[Input material — start]

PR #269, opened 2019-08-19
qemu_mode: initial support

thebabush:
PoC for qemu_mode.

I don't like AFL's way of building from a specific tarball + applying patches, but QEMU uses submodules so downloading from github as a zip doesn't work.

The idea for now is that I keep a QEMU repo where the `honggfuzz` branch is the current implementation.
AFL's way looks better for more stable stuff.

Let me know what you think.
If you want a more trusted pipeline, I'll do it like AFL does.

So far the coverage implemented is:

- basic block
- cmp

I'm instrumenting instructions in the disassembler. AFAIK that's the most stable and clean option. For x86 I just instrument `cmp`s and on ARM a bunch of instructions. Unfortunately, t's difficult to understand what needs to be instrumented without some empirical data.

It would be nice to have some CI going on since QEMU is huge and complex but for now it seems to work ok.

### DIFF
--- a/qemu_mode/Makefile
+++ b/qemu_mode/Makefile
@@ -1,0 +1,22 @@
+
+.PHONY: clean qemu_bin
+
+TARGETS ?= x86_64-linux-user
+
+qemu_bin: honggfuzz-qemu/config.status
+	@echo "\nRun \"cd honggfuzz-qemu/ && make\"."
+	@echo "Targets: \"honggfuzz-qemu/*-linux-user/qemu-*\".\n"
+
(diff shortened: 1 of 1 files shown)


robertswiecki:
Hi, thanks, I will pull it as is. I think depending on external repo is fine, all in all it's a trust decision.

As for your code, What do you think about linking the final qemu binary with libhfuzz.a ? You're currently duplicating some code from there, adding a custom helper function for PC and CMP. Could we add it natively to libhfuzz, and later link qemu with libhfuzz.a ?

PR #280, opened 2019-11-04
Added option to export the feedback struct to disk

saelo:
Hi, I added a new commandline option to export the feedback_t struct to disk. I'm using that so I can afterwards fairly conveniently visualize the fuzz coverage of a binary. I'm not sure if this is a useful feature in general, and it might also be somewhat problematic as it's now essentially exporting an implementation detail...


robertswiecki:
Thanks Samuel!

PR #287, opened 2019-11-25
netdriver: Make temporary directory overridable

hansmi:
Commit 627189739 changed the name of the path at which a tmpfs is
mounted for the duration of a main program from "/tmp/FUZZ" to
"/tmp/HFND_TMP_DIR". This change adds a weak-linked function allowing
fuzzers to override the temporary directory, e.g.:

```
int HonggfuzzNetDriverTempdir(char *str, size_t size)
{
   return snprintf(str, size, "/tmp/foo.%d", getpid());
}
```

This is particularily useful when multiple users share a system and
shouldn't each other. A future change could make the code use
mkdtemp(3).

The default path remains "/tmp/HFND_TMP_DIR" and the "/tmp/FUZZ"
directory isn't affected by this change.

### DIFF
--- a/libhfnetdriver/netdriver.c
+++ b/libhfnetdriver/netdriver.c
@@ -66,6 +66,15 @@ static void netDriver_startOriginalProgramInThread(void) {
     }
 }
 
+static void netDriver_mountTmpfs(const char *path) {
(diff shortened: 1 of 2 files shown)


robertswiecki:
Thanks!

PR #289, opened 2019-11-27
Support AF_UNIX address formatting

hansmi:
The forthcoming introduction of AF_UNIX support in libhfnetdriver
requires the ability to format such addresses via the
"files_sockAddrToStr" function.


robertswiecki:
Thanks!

[Input material — finish]

-- Brief --
Only the lines from the one containing "mkdtemp(3)." through the final line of the data belong in the answer, repeated exactly.

-- Result for this task --
mkdtemp(3).

The default path remains "/tmp/HFND_TMP_DIR" and the "/tmp/FUZZ"
directory isn't affected by this change.

### DIFF
--- a/libhfnetdriver/netdriver.c
+++ b/libhfnetdriver/netdriver.c
@@ -66,6 +66,15 @@ static void netDriver_startOriginalProgramInThread(void) {
     }
 }
 
+static void netDriver_mountTmpfs(const char *path) {
(diff shortened: 1 of 2 files shown)


robertswiecki:
Thanks!

PR #289, opened 2019-11-27
Support AF_UNIX address formatting

hansmi:
The forthcoming introduction of AF_UNIX support in libhfnetdriver
requires the ability to format such addresses via the
"files_sockAddrToStr" function.


robertswiecki:
Thanks!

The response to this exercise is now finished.